# Bonds bonds bonds



## mattg2448 (Jan 26, 2015)

Alright, so, not sure if this is the right area but it's for excavating so I'm hoping so. 

So today was my first day laid off, I thought, let's go run some errands and maybe try finding work for the business.. so meet up with a friend and he introduces me to the drain commissioner. The guy some how knew me and gave his engineer and 2 miles of seperate jobs to bid.. I got all excited just to read the bid sheet and to see bonds required.. 

So.. where do I even start? I'm assuming I need 3 bonds, a bid bond, performance bond and a payment bond? Also, where in the world do I get one? How much do they normally cost? Is it better to have one now in my first year? 

I don't even own equipment, but I must be insured, bonded, miosha certified, ect, am I looking at this the right way? Or do I pass on the job and wait to be bigger to get bonded. 

Oh ya, these bids are small, like 4k each.. worth it??


----------



## griz (Nov 26, 2009)

Go to your insurance carrier for a bond.

A bond for 4K????

Never heard of such a thing....

You may be able to bond for that much....:whistling


----------



## 91782 (Sep 6, 2012)

mattg2448 said:


> Alright, so, not sure if this is the right area but it's for excavating so I'm hoping so.
> 
> So today was my first day laid off, I thought, let's go run some errands and maybe try finding work for the business.. so meet up with a friend and he introduces me to the drain commissioner. The guy some how knew me and gave his engineer and 2 miles of seperate jobs to bid.. I got all excited just to read the bid sheet and to see bonds required..
> 
> ...


Now you know why so many Italians are in the dirt moving biz (Dan's Excavating, Angelo's).:whistling

Bonding is not "optional".


----------



## Moxley-Kidwell (Jan 28, 2011)

Talk to your insurance company, but if you don't have assets/cash or some money flow it may be tough. I'm with griz, bond on 4k is just dumb usually the bonds around me don't start until you get to at least 100k in work. There are businesses that just do bonding also though. Everyone will most likely want a financial statement, a list of work on hand, work history and more.

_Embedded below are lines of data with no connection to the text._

PR #125, opened 2020-09-01
Adding block device support

tryggvil:
Adding support for Block VolumeMode in addition to FileSystem.

Block devices are created as files mounted on loopback.

Updating scripts to take in VolumeMode as first argument and path as second argument.

### DIFF
--- a/deploy/chart/values.yaml
+++ b/deploy/chart/values.yaml
@@ -93,11 +93,33 @@ configmap:
   # specify the custom script for setup and teardown
   setup: |-
     #!/bin/sh
-    path=$1
-    mkdir -m 0777 -p ${path}
+    type=$1
+    path=$2
+    size=$3
+    if [ "${type}" == "Filesystem" ]; then
+      mkdir -m 0777 -p ${path}
+    elif [ "${type}" == "Block" ]; then
+      filepath="${path}-file"
+      LODEVICE=$(losetup -f)
+      truncate -s ${size} ${filepath}
+      chmod 666 ${filepath}
+      losetup ${LODEVICE} ${filepath}
+      ln -s  ${LODEVICE} ${path}
+    fi
 
   teardown: |-
     #!/bin/sh
-    path=$1
-    rm -rf ${path}
-
+    type=$1
+    path=$2
+    if [ "${type}" == "Filesystem" ]; then
+      rm -rf ${path}
+    elif [ "${type}" == "Block" ]; then
+      filepath="${path}-file"
+      // We need to use the first part of the string as losetup in busybox cuts off the full path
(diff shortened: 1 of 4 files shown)


deploy/chart/values.yaml
```diff
@@ -93,11 +93,33 @@ configmap:
   # specify the custom script for setup and teardown
   setup: |-
     #!/bin/sh
-    path=$1
-    mkdir -m 0777 -p ${path}
+    type=$1
```
yasker, line 96: We should use e.g. `--type` kind of parameter to separate them. Otherwise, it's easy to mix up the parameters.

In fact, we can just treat it as a boolean `--block`.

deploy/local-path-storage.yaml
```diff
@@ -66,6 +66,14 @@ spec:
         - start
         - --config
         - /etc/config/config.json
+        - --service-account-name
```
yasker, line 69: Those are default values. We don't need to add them explicitly? We can comment them out but leave them here, to let others know the existence of the options.

provisioner.go
```diff
@@ -356,6 +400,9 @@ func (p *LocalPathProvisioner) createHelperPod(action ActionType, cmdsForPath []
 						},
 					},
 					ImagePullPolicy: v1.PullIfNotPresent,
+					SecurityContext: &v1.SecurityContext{
```
yasker, line 403: I know it's due to `losetup` but I am concerned that for the user doesn't need this feature, they have to run another privileged container. It's better if we can find another way, e.g. expand the configmap. I have the same concern on https://github.com/rancher/local-path-provisioner/pull/126 too.

yasker (changes requested):
In general, I am OK with adding block volume support to the local path provisioner. But I have a few concerns:
1. The users that don't use this feature will still need to enable the privileged mode for the helper pod.
2. Should we support block volume created by losetup by default or should we provide an option to choose? I can imagining that we can support dmsetup as an alternative.
3. How many users going to use the local path provisioner to provision the raw block device? I think there might be some use cases but not sure if it's worth it to add it as a default option.

yasker:
@tryggvil Can you take a look at https://github.com/rancher/local-path-provisioner/pull/127 ? That approach looks good.

deploy/local-path-storage.yaml
tryggvil: In fact these are required when deploying straight from yaml, not the helm chart.
As you can see in https://github.com/rancher/local-path-provisioner/blob/master/main.go#L174 it errors out if flag is not set. So either handle empty flags with default values or pass in the flags by default,

innobead:
Closing the PR, it seems pending for a while. 

@tryggvil feel free to contribute again if #127 not enough for you. Thanks.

Just a quick tutorial of my pretty limited knowledge. We have bonding in place up to 1 mil pretty easy, but not real sure how much more I could get. I have yet to even use it because we've stayed busy in the private sector.

To bid public work you need a bid bond to submit with the bid. It shows that someone will give you a bond. The bonding company will most likely charge you a small percentage of the total price of the job you are bidding maybe even up to 1%. 

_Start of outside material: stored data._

PR #126, opened 2020-09-02
enable xfs quota and add an xfs quota script example 

nicktming:
it is unsecure since pod could write unlimited size for current local-path-provisoner, so i made some changes to enable xfs quota for clusters which has xfs. And this is also compatiable with non-xfs clusters.

### DIFF
--- a/provisioner.go
+++ b/provisioner.go
@@ -10,6 +10,8 @@ import (
 	"sync"
 	"time"
 
+	"strconv"
+
 	"github.com/Sirupsen/logrus"
 	"github.com/pkg/errors"
 	v1 "k8s.io/api/core/v1"
@@ -193,11 +195,17 @@ func (p *LocalPathProvisioner) Provision(opts pvController.ProvisionOptions) (*v
 	path := filepath.Join(basePath, folderName)
 	logrus.Infof("Creating volume %v at %v:%v", name, node.Name, path)
 
+	storage := pvc.Spec.Resources.Requests[v1.ResourceName(v1.ResourceStorage)]
+	iSizeInBytes, _ := storage.AsInt64()
+	sizeInBytes := strconv.FormatInt(iSizeInBytes, 10)
+
+	logrus.Infof("got sizeInBytes: %v, storage: %v, value: %v", sizeInBytes, storage.String(), storage.Value())
+
 	createCmdsForPath := []string{
 		"/bin/sh",
 		"/script/setup",
 	}
-	if err := p.createHelperPod(ActionTypeCreate, createCmdsForPath, name, path, node.Name); err != nil {
+	if err := p.createHelperPod(ActionTypeCreate, createCmdsForPath, name, path, node.Name, storage.Value()); err != nil {
 		return nil, err
 	}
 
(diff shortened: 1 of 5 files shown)


provisioner.go
```diff
@@ -10,6 +10,8 @@ import (
 	"sync"
 	"time"
 
+	"strconv"
```
yasker, line 13: It can be in the same section as `sync` and `time`.

provisioner.go
```diff
@@ -193,11 +195,17 @@ func (p *LocalPathProvisioner) Provision(opts pvController.ProvisionOptions) (*v
 	path := filepath.Join(basePath, folderName)
 	logrus.Infof("Creating volume %v at %v:%v", name, node.Name, path)
 
+	storage := pvc.Spec.Resources.Requests[v1.ResourceName(v1.ResourceStorage)]
+	iSizeInBytes, _ := storage.AsInt64()
```
yasker, line 199: Better not ignore the error.

provisioner.go
```diff
@@ -193,11 +195,17 @@ func (p *LocalPathProvisioner) Provision(opts pvController.ProvisionOptions) (*v
...
+	sizeInBytes := strconv.FormatInt(iSizeInBytes, 10)
+
+	logrus.Infof("got sizeInBytes: %v, storage: %v, value: %v", sizeInBytes, storage.String(), storage.Value())
```
yasker, line 202: Need to add volume name to the log.

provisioner.go
```diff
@@ -342,20 +352,34 @@ func (p *LocalPathProvisioner) createHelperPod(action ActionType, cmdsForPath []
...
-							MountPath: "/data/",
+							MountPath: parentDir,
 						},
 						{
 							Name:      "script",
 							ReadOnly:  false,
 							MountPath: "/script",
 						},
+						{
+							Name:      "xfs-quota-projects",
```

If you are awarded the job you would have to post the performance & payment bond this is one bond. You post this to ensure that if you don't perform the work or don't pay the subcontractors or material men the bond company will have to. You will usually have x amount of days to post the bond. The company will charge you again a percentage for the bond, but a higher one probably 1-4% depending on how risky they think you are. You need to find out because it needs to be in the price of the work you are bidding.

Public work has made some people a lot of money, but it takes a lot of bs, paperwork, time, meetings, training, safety programs, more bs and more paperwork and staff. If the economy is in the crapper it gets very competitive also. 

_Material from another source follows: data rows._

PR #127, opened 2020-09-02
make helper pod configurable 

nicktming:
for #128

### DIFF
--- a/main.go
+++ b/main.go
@@ -19,8 +19,7 @@ import (
 )
 
 var (
-	VERSION = "0.0.1"
-
+	VERSION                = "0.0.1"
 	FlagConfigFile         = "config"
 	FlagProvisionerName    = "provisioner-name"
 	EnvProvisionerName     = "PROVISIONER_NAME"
@@ -38,6 +37,8 @@ var (
 	DefaultConfigFileKey   = "config.json"
 	DefaultConfigMapName   = "local-path-config"
 	FlagConfigMapName      = "configmap-name"
+	FlagHelperPodFile      = "helper-pod-file"
+	DefaultHelperPodFile   = "helperPod.yaml"
 )
 
 func cmdNotFound(c *cli.Context, command string) {
@@ -101,6 +102,11 @@ func StartCmd() cli.Command {
 				EnvVar: EnvServiceAccountName,
 				Value:  DefaultServiceAccount,
 			},
+			cli.StringFlag{
+				Name:  FlagHelperPodFile,
+				Usage: "Paths to the Helper pod yaml file",
+				Value: "",
+			},
 		},
 		Action: func(c *cli.Context) {
 			if err := startDaemon(c); err != nil {
@@ -140,16 +146,16 @@ func loadConfig(kubeconfig string) (*rest.Config, error) {
 	return clientcmd.BuildConfigFromFlags("", kubeconfig)
 }
 
-func findConfigFileFromConfigMap(kubeClient clientset.Interface, namespace, configMapName string) (string, error) {
+func findConfigFileFromConfigMap(kubeClient clientset.Interface, namespace, configMapName, key string) (string, error) {
 	cm, err := kubeClient.CoreV1().ConfigMaps(namespace).Get(configMapName, metav1.GetOptions{})
 	if err != nil {
 		return "", err
 	}
-	configFile, ok := cm.Data[DefaultConfigFileKey]
+	value, ok := cm.Data[key]
 	if !ok {
-		return "", fmt.Errorf("%v is not exist in local-path-config ConfigMap", DefaultConfigFileKey)
+		return "", fmt.Errorf("%v is not exist in local-path-config ConfigMap", key)
 	}
-	return configFile, nil
+	return value, nil
 }
 
 func startDaemon(c *cli.Context) error {
@@ -185,7 +191,7 @@ func startDaemon(c *cli.Context) error {
 	}
 	configFile := c.String(FlagConfigFile)
 	if configFile == "" {
-		configFile, err = findConfigFileFromConfigMap(kubeClient, namespace, configMapName)
+		configFile, err = findConfigFileFromConfigMap(kubeClient, namespace, configMapName, DefaultConfigFileKey)
 		if err != nil {
 			return fmt.Errorf("invalid empty flag %v and it also does not exist at ConfigMap %v/%v with err: %v", FlagConfigFile, namespace, configMapName, err)
 		}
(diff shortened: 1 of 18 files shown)


mgoltzsche:
+1

I have similar requirements for [another project](https://github.com/mgoltzsche/jobcachefs) that are met by this PR.

main.go
```diff
@@ -99,6 +101,10 @@ func StartCmd() cli.Command {
 				Usage:  "Required. The ServiceAccountName for deployment",
 				EnvVar: EnvServiceAccountName,
 			},
+			cli.StringFlag{
+				Name:  FlagHelperPodFile,
+				Usage: "Required. The ServiceAccountName for deployment",
+			},
```
yasker, line 107: Is this required?

main.go
```diff
@@ -99,6 +101,10 @@ func StartCmd() cli.Command {
 				Usage:  "Required. The ServiceAccountName for deployment",
 				EnvVar: EnvServiceAccountName,
 			},
+			cli.StringFlag{
+				Name:  FlagHelperPodFile,
+				Usage: "Required. The ServiceAccountName for deployment",
```
yasker, line 106: Wrong usage.

provisioner.go
```diff
@@ -10,6 +10,8 @@ import (
 	"sync"
 	"time"
 
+	"strconv"
```
yasker, line 13: Remove the empty line above.

provisioner.go
```diff
@@ -322,75 +335,66 @@ func (p *LocalPathProvisioner) createHelperPod(action ActionType, cmdsForPath []
...
+
+	helperPod.Namespace = p.namespace
+	helperPod.Spec.NodeName = node
+	helperPod.Spec.ServiceAccountName = p.serviceAccountName
+	helperPod.Spec.RestartPolicy = v1.RestartPolicyNever
+	helperPod.Spec.Tolerations = append(helperPod.Spec.Tolerations, tolerations...)
+	helperPod.Spec.Volumes = append(helperPod.Spec.Volumes, vols...)
+	helperPod.Spec.Containers[0].VolumeMounts = append(helperPod.Spec.Containers[0].VolumeMounts, volMnts...)
+	helperPod.Spec.Containers[0].Command = cmdsForPath
+	helperPod.Spec.Containers[0].Args = []string{filepath.Join(parentDir, volumeDir), strconv.FormatInt(sizeInBytes, 10), volumeMode}
```
yasker, line 397: We should add a prefix for each parameter now, it's getting confusing.

util.go
```diff
@@ -0,0 +1,37 @@
...
+	v1 "k8s.io/api/core/v1"
+	"sigs.k8s.io/yaml"
+)
+
+func loadFile(filepath string) (string, error) {
+	f, err := os.Open(filepath)
+	if err != nil {
+		return "", err
+	}
+	helperPodYaml, err := ioutil.ReadAll(f)
```
yasker, line 18: `defer` should be here.

yasker (changes requested):
Oh yeah, this approach is much better!

main.go
nicktming: i add a default value for this flag.

main.go
nicktming: ok, changed.

provisioner.go
nicktming: ok, done.

util.go
nicktming: ok, done.

provisioner.go
nicktming: i add a prefix for these parameters. @yasker could you check for this?

yasker: I meant, we can have the script accept parameters by name rather than just order, e.g.

`./setup --path <path> --size <size> --mode <mode>...`

Or we can just do 
`./setup -p <path> -s <size> -m <mode>...`

So the arguments are not solely decided by the order, make it easier to skip a few argument e.g. `size` if not needed, as well as make it clear to the caller how should it use the script.

yasker:
Also, use `rebase master` instead of `merge master` when using git.

provisioner.go
nicktming: ok, good idea, it is done now.

nicktming:
> Also, use `rebase master` instead of `merge master` when using git.

@yasker ok, done.

provisioner.go
```diff
@@ -322,75 +334,68 @@ func (p *LocalPathProvisioner) createHelperPod(action ActionType, cmdsForPath []
...
 				},
 			},
 		},
 	}
+	lpvVolumeMounts := []v1.VolumeMount{
+		{
+			Name:      "data",
+			ReadOnly:  false,
+			MountPath: parentDir,
+		},
```
mgoltzsche, line 374: A CLI option to specify the `MountPropagation` would also be great here.

mgoltzsche (changes requested):

provisioner.go
nicktming: @yasker what do you think?

mgoltzsche: Alternatively, following the template approach, the Pod template could specify the volume mount as well and the code here  could therefore only add the hardcoded volume mount when it is not specified.

mgoltzsche: I don't want to block this PR. So if you'd merge it as is I'll create another PR in which I'd also add a corresponding usage example to clarify the feature's purpose.

nicktming: > I don't want to block this PR. So if you'd merge it as is I'll create another PR in which I'd also add a corresponding usage example to clarify the feature's purpose.

i will add this flag soon, and  @yasker what do you think?

nicktming: > Alternatively, following the template approach, the Pod template could specify the volume mount as well which is then merged with/over the default, hard-coded volume mount above.
> 
> _It would help my use case already if you'd simply set `MountPropagation=v1.MountPropagationBidirectional` but I am not sure whether this could cause issues with other helpers and the default helper doesn't need it._

i add nodePathType and nodePathMountPropagation flag to enable this feature, you can check it. and @yasker what do you think?

main.go
```diff
@@ -21,23 +22,27 @@ import (
...
+	FlagServiceAccountName       = "service-account-name"
+	DefaultServiceAccount        = "local-path-provisioner-service-account"
+	EnvServiceAccountName        = "SERVICE_ACCOUNT_NAME"
+	FlagKubeconfig               = "kubeconfig"
+	DefaultConfigFileKey         = "config.json"
+	DefaultConfigMapName         = "local-path-config"
+	FlagConfigMapName            = "configmap-name"
+	FlagHelperPodFile            = "helper-pod-file"
+	DefaultHelperPodFile         = "helperPod.yaml"
+	FlagNodePathType             = "node-path-type"
```
yasker, line 44: Why do we need nodepathType?

main.go
```diff
@@ -101,6 +106,21 @@ func StartCmd() cli.Command {
...
+				Value: "",
+			},
+			cli.StringFlag{
+				Name:  FlagNodePathType,
+				Usage: "Paths to the Helper pod yaml file",
+				Value: string(v1.HostPathDirectoryOrCreate),
+			},
+			cli.StringFlag{
+				Name:  FlagNodePathMountPropagation,
+				Usage: "Paths to the Helper pod yaml file",
```
yasker, line 121: Wrong usage. And this should be another PR.

Also, I am not sure why we need mount propagation for the helper pod. @mgoltzsche can you explain your use case?

yasker (changes requested):
Sorry for the late review, was busy with Longhorn.

main.go
nicktming: since @mgoltzsche needs to open mount propagation flag, i made the node-path-type flag open to enable users to decide their own node path type such as BlockDevice, Socket etc.

main.go
mgoltzsche: @yasker my use case is [this](https://github.com/mgoltzsche/cache-provisioner): provision a cache as container image by running buildah within the helper pod to provision (and commit on PV deletion) the PV directory using overlayfs. However the overlayfs mount must be propagated from the helper pod to the host so that its contents can be mounted as volume to another pod after the helper pod terminated.

nicktming: @yasker @mgoltzsche  i removed mount propagation and node path type flag in this pr, after this pr is done, i will add these flags in next pr.

main.go
nicktming: i removed this flag in this pr.

main.go
mgoltzsche: @nicktming I'd do the next PR since other requirements came up and I could provide a corresponding usage example as well.

yasker (approved):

If you are just starting and not sure just follow one through the process and put numbers together just for yourself and see how you do. All it will cost you is time and gas to attend meetings, site tour and bid openings. You can get on the bid list and they will send all the addendums, etc to you but you don't have to submit a bid or anything. You can also get your face out there, maybe see if someone needs a subcontractor for a small portion of the job and you can bid that.


----------



## slowsol (Aug 27, 2005)

Couple clarifications: bid bonds are also in place so that you won't back out of your bid. I.e. You see the bid results, realize you're 40% lower than the next guy. Then start trying to figure out what you missed. Try to pull your bid because you used the wrong scale. They call your bid bond and your bonding company pays the difference between your bid and the next bidder to whoever requests the bond. Then you never get bonded again. Maybe not never. But not anytime soon. Especially if it's your first bond. Usually cost 10% of you bid. And most sureties waive the fee if you get the job and buy the P&P bond. 

P&P Bonds are typically one bond. Costs are around .5% for very stable, financially strong companies with a long history and lots of cash. I've seen them as high as 5% for the opposite. 


Sent from my iPhone using Tapatalk


----------



## pritch (Nov 2, 2008)

Seems like city and county work always want bonds for even the smallest of jobs. I guess it weeds out the illegals. 

It always cracks me up when I think of this-when I went to work for these guys I work for, I noticed that the main licence, the Utah B100, had a work-in-progress limit of a billion dollars. When I asked about that they looked down all hang-dog and said "Yeah-but we can only bond for 3 or 4 hundred million at a time".

Kinda blew me away. My B100 had a limit of 36K and I don't know if I could have got a bond for 4K:laughing:


----------



## rino1494 (Jan 31, 2006)

I stay away from that stuff because I am too busy to deal with the paperwork. Someday I may have to get into it but hopefully not anytime soon. I did one job that was prevailing wage and I was a sub. I couldn't stand the paperwork just for that. Providing my payroll sheets and submitting everything in AIA format.

Question for those that do it. When I submit my bid bond, I have to pay for that up front even if I do not get the job, correct ?


----------



## dayexco (Mar 4, 2006)

I must have misread' 2 miles of pipe at 4k? Our agent didn't charge us for the bid bonds' and approximately 1% for p and p.

Have a CPA audited set of books to take with you to bonding agent. Makes the procedure much faster and simpler.

Sent from my CMP749 using Tapatalk


----------



## mattg2448 (Jan 26, 2015)

They have 2 miles split up into separate projects (each is a different channel) Each proposal is for roughly 8-1200 ft of ditch with restoration included, and the commissioner wants everything bid separate. Talked to my insurance company and he hooked me up, only 100 bucks, an application and current financial documents.


----------



## mattg2448 (Jan 26, 2015)

No bid bond required, but a P&P bond is.


----------



## slowsol (Aug 27, 2005)

mattg2448 said:


> No bid bond required, but a P&P bond is.


That's the ticket. :thumbsup:


----------



## dayexco (Mar 4, 2006)

My bonding agent didn't charge me for bid bonds. 

All a bid bond does is gives the project owner reimbursement for readvertising and time lost should you refuse to enter into the contract should you be low bidder. 

Sent from my SCH-I545 using Tapatalk


----------